He's a hologram, dude.
This is what killed the 9-11 truth movement.
For years, the 9-11 truth movement was actually a revolutionary force that complicated the day-to-day operations of liberal America.
Jon Stewart, the most watched man in the country, would get...
Booed out of events or would have to go to other events to chastise people who wanted to talk about 9-11 truth.
And then five, six, seven years later, people are talking about, well, the towers were really holograms.
And there's just all of this stuff that obfuscates the meaningful aspect of the conspiracy theory, right?
Like we could be talking about the clean break memo.
We could be talking about all kinds of things.
And it's like, no, you want to talk about stupid things that are not politically meaningful.
That's a really good point.
And this happens with a lot of these.
This even happened with the supposed Trump assassination, right?
So people ignore what that implies, who would be behind that.
They don't look at the motive or the suspect, but they want to look at, like, the fun, like, silly parts of it, right?

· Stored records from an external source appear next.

PR #1232, opened 2015-01-08
Update api.py with new date 

alchemaLabs:
such 2015


spladug:
Thanks for the patch. We usually like to do this as a single huge batch to avoid cluttering up the history.

af09fa8dee69bef4f65a1662d9ad91c2329946e1

PR #1179, opened 2026-07-27
fix(Cubelet): cleanup host-dir mount directories

luzhixing12345:
There are uncleared host-dir directories under `/data/cubelet/hostdir`.

```bash
# ls /data/cubelet/hostdir
2cd3ec83a9ec46f5ab84822c5e41db56  6edb6cf299c8457499e65e2ff8de6a11  
cc853f00b0f04a32a14bab559e3de8be  da78bbf168e641a6854dad1f6b2713ac
```

#333 added `cleanupHostDirVolumes` to remove host-dir mount directories during sandbox destruction.

#997 accidentally replaced this cleanup call while adding plugin volume cleanup, causing host-dir directories to remain after sandboxes were destroyed.

### DIFF
--- a/Cubelet/storage/local.go
+++ b/Cubelet/storage/local.go
@@ -1281,6 +1281,10 @@ func (l *local) destroy(ctx context.Context, info *StorageInfo, opts *workflow.D
 		errs = errors.Join(errs, err)
 	}
 
+	if err := l.cleanupHostDirVolumes(ctx, info); err != nil {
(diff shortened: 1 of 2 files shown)


lkml-likexu:
@luzhixing12345 Thanks for your contribution. Could you please add a test case to verify these changes?

luzhixing12345:
Modified as suggested.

Like, oh, you know, if his head was turned at this angle and they want to analyze, like, the angling and go into, like, would a bullet be able to hit you there?
Maybe he didn't get shot and it was fake blood and a ketchup packet.
It's like...
These things don't do you any good, right?
Maybe he didn't get shot.
Maybe he did, right?
Maybe that piece is important to understand.
And then you would have to then look at, okay, now why would they want to impose the idea that someone was trying to assassinate him, right?
But aside from that, people want to go into those nitty-gritty details about it that kind of distract us from the actual narrative itself.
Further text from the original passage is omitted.